▶ Exercise inputs
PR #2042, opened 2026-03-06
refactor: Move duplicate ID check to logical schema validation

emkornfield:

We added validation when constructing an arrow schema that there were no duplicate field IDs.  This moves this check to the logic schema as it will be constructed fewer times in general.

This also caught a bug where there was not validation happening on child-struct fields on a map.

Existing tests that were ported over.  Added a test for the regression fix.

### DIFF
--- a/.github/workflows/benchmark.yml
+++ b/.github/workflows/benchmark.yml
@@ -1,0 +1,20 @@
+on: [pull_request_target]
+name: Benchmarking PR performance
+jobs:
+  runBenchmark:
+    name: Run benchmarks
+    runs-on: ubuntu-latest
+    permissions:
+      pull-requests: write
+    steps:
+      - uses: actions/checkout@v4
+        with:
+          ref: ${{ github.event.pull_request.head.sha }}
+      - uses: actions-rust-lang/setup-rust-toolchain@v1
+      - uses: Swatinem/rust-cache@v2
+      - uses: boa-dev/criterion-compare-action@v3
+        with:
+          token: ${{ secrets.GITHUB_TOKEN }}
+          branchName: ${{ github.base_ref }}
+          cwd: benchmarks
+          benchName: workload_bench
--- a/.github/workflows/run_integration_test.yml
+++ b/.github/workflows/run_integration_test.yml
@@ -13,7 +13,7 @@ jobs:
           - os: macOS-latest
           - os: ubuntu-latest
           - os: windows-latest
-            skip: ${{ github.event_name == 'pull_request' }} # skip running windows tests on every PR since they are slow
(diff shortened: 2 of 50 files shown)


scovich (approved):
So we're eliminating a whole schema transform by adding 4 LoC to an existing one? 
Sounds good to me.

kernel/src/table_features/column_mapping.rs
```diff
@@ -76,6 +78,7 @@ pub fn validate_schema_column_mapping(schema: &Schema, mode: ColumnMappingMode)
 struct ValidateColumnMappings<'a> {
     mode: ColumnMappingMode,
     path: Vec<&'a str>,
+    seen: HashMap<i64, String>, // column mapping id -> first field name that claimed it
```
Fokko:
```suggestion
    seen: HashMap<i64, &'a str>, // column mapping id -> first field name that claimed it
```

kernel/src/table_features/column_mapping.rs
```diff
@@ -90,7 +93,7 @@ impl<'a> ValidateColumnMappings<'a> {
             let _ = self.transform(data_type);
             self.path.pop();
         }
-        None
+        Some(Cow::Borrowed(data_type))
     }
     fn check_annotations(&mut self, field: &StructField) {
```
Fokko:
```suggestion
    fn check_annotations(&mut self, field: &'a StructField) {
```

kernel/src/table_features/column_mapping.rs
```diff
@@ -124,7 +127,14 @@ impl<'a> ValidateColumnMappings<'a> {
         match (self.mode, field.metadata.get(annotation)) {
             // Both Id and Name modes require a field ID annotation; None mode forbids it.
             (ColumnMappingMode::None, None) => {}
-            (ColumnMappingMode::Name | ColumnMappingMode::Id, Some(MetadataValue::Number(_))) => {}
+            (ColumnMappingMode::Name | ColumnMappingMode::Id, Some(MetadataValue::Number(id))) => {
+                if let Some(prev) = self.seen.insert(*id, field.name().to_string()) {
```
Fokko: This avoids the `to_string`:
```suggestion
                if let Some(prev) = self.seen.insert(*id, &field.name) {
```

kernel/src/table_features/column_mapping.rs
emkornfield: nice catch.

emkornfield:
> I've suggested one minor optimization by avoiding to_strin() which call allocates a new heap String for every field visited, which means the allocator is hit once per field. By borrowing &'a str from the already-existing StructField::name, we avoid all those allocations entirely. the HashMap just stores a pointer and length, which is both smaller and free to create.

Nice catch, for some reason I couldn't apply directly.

...

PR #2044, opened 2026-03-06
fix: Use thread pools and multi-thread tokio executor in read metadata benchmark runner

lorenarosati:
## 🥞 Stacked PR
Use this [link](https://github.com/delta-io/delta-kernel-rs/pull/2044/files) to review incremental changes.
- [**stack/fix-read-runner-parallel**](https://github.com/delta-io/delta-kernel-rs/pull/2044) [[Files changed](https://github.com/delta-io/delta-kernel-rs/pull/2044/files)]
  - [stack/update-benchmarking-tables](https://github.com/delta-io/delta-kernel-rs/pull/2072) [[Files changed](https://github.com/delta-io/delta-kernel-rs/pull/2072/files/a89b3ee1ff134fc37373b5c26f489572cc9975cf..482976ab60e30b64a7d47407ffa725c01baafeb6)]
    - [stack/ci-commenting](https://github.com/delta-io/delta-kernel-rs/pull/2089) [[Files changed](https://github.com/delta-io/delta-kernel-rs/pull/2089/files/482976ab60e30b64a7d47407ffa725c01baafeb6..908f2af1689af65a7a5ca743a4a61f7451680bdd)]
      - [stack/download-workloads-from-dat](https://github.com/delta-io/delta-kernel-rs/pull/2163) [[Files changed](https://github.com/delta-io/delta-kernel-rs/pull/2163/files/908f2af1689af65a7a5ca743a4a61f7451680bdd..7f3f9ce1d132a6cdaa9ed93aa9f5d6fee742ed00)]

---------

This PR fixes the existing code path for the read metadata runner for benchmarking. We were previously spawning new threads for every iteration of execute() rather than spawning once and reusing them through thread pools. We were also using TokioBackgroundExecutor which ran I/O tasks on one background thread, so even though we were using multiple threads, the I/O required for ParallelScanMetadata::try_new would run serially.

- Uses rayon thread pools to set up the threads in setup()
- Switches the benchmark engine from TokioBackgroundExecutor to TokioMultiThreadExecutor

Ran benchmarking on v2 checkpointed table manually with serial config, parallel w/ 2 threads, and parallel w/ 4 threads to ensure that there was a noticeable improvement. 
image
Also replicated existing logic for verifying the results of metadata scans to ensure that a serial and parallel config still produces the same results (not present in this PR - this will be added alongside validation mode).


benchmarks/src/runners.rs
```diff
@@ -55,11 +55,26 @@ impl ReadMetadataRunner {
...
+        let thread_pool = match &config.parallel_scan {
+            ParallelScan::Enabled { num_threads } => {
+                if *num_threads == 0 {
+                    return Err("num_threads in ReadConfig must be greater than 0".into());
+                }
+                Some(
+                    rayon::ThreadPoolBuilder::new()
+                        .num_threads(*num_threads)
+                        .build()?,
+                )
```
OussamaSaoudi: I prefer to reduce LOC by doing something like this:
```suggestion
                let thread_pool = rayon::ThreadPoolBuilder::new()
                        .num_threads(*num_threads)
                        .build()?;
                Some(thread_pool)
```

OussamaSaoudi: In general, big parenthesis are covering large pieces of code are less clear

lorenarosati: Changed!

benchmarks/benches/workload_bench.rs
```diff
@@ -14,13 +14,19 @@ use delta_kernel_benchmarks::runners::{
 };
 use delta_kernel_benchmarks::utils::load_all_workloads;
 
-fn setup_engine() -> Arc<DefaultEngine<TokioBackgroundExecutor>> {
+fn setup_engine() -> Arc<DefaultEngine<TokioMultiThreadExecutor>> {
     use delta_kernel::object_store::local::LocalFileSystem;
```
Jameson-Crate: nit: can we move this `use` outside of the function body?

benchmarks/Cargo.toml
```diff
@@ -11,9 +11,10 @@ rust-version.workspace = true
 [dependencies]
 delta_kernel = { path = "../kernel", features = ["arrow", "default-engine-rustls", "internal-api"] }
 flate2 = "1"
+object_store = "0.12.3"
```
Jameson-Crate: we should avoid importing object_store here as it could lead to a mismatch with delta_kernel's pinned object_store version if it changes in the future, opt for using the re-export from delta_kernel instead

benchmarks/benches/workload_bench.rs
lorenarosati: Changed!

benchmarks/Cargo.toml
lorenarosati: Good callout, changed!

==

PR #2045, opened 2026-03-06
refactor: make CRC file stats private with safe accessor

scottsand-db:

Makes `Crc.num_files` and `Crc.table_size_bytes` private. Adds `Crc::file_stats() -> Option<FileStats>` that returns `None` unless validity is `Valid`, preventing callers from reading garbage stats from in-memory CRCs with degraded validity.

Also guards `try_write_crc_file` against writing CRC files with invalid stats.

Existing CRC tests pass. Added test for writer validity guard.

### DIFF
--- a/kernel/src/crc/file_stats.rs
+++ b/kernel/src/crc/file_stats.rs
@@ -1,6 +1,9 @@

▶ To do
Among the lines of the material above, count those that include "windows" and report that number alone.

▶ Result for this exercise
2